### TASK ITEM
Below are the records; copy out every line that holds the word "this".

==== DATA RECORDS

PR #8327, opened 2025-07-25
increase KETTLE memory limit and add CPU request

BenTheElder:
these are based on inspecting actual utilization of the workload

x-ref: https://github.com/kubernetes/test-infra/issues/35173

/hold

### DIFF
--- a/apps/kettle/deployment.yaml
+++ b/apps/kettle/deployment.yaml
@@ -26,9 +26,11 @@ spec:
           value: kubernetes-public/kubernetes-ci-logs-updates/k8s-infra-kettle
         resources:
           requests:
-            memory: 4Gi
+            cpu: 2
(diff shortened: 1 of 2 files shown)


BenTheElder:
this can't be deployed with the way we have the autoscaling setup, and I think also the configuration of aaa is out of sync with the terraform.

BenTheElder:
@dims I can't find the codesearch nodepool in the terraform locally, but one of those two nodes is sitting unused, and we're at autoscaling limits for memory (which I haven't touched yet as I try to figure out if it's safe to touch the terraform)

BenTheElder:
Ahh that's because it's a NAP pool

BenTheElder:
atlantis plan

BenTheElder:
this is deployed

PR #8332, opened 2025-07-27
connect the s390x cluster to argocd

upodroid:
Part of https://github.com/kubernetes/k8s.io/issues/8082

/hold

@jeefy Did IBM handover this account correctly yet?


jeefy:
We do have accounts on here and access to handle/observe billing so should be g2g!

PR #8350, opened 2025-07-30
groups: drop setting for a staging group

ameukam:
Allow publishing is not required for Google groups using for staging repos.


ameukam:
Also attempting to debug why the group is not reconciled.

cc @xmudrii @upodroid

upodroid (approved):

PR #8352, opened 2025-07-30
groups: fix reconciliation for SIG UI groups

ameukam:
Follow-up of:
  - https://github.com/kubernetes/k8s.io/pull/8350

Look like we are using the wrong key.


ameukam:
cc @xmudrii @upodroid

upodroid (approved):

========

### ANSWER BOX
this can't be deployed with the way we have the autoscaling setup, and I think also the configuration of aaa is out of sync with the terraform.
this is deployed
@jeefy Did IBM handover this account correctly yet?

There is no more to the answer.